Recently, a client of OPG, one for whom OPG did not previously manage their servers, engaged OPG to spin up a pretty snazzy high availability hosting environment for them. We did all of the work of setting up the app servers, load balancers, database cluster, file servers, backups, etc. We migrated all of the platform content and code, along with the databases over to the new environment. We tested and we were ready to roll things live, cutting over from the old servers to the new. Can you guess what happened? Yep, they had no access to their DNS, and the vendor they were working with (who previously had done changes like the ones needed here quickly) refused to help them make the very simple changes needed to the DNS to make the new servers live. There were 3 simple “A” record changes, just changing the IP addresses on each from one number to another. The task takes about 2 minutes to perform. But, without access to DNS, the live migration was a no go. This halted the migration and delayed it a full week, costing lots of additional time and money. Fortunately, the vendor that refused to help came around, but what if they hadn’t? Our client would still be waiting to do the migration and there would have been nothing we could do to help. What if they had a critical server issue during this time and needed to bring up a new server to get back up and running? Without DNS access, they would still be down. A simple 2 minute change caused this.

It’s never what happens when things are going well that we have to plan for in web and mobile technology, we always have to plan for what happens when things go wrong.

Next Steps

To ensure that you are never in the position of being held hostage with your web and mobile platforms, do the following:

  • Find out who provides your DNS service. Once you know this, demand access to that service.
  • While you are at it, make sure you have access to your domain name registrar account. All this stuff about DNS is bad, but so it lack of control of your actual domain name. So, be sure you login to GoDaddy works and that you have it. If another party manages your domains, be sure you have access to the login where you can control this too.
  • If you have no idea what all this stuff means, contact us and we’ll get you started.

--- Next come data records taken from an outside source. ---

PR #70, opened 2017-11-27
prepare release

nivemaham:
Is there anything else we should do to prepare a new release of RADAR-Schemas? @blootsvoets

### DIFF
--- a/java-sdk/build.gradle
+++ b/java-sdk/build.gradle
@@ -17,7 +17,7 @@ subprojects {
     apply plugin: 'idea'
 
     // Configuration
-    version = '0.2.1-SNAPSHOT'
+    version = '0.2.1'
     group = 'org.radarcns'
     ext.githubRepoName = 'RADAR-CNS/RADAR-Schemas'
 


yatharthranjan:
Hi @nivemaham, We need to add schemas and specifications for the aRMT app for all the questionnaires. @kerzmaximilian will need them for the release of aRMT before this wednesday

nivemaham:
@yatharthranjan , I am waiting for the confirmation of @blootsvoets for the release. Do you need the released distribution? i do not expect changes in the specifications or schemas. We should be able to do the release tomorrow, i believe.

yatharthranjan:
If we add the schemas and specification to the repo, will these be automatically registered without them in the release?

blootsvoets:
@yatharthranjan we can make a new release when the aRMT schemas get added. They will not be automatically be used until they are released _and_ the `kafka-radarinit` image is updated with the new release version. In RADAR-Docker, you can add specifications and schemas which are not yet released by adding them to the `commons` and `specifications` directories in `etc/schema`.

<code>What We’ve Been Up To</code>

It has been a busy month here at OPG and here’s just a small scope of the many highlights that the team has accomplished for our clients recently:

  • OPG has just finished building and tweaking a full reports engine that will assist in everyday operations on an enterprise operation management platform that OPG built and maintains. Additionally, OPG’s development team made numerous updates to the system that will help to improve workflow and lesson booking and tracking.
  • OPG is continuously working on strengthening security to protect our clients’ systems from attacks. We used industry standard hardening practices to help protect against the myriad attack vectors that exist today. This includes keeping all platforms up to date and applying critical security patches as they are released. A web application firewall was also deployed as an extra layer of insurance.
  • OPG just finished a stellar redesign of a large client platform to be more modern and create a better user experience. For this project OPG has also integrated Square with Magento to make for a better inventory and POS system that is seamless and easy to use for everyone involved. This deployment allows full management of inventory in the Square platform, with inventory synced to a Magento platform. Pretty slick stuff.
  • OPG is in the process of making several updates to one of their healthcare industry client’s iOS and Android Apps that will provide the user with the access to more information and better control of their information. These adjustments meet many “voice of customer” requests and further extend the value of this client’s platform to its customers.

So many exciting things happening for OPG and for all our clients (aka. Our Partners)! Cannot wait to see what the next month brings!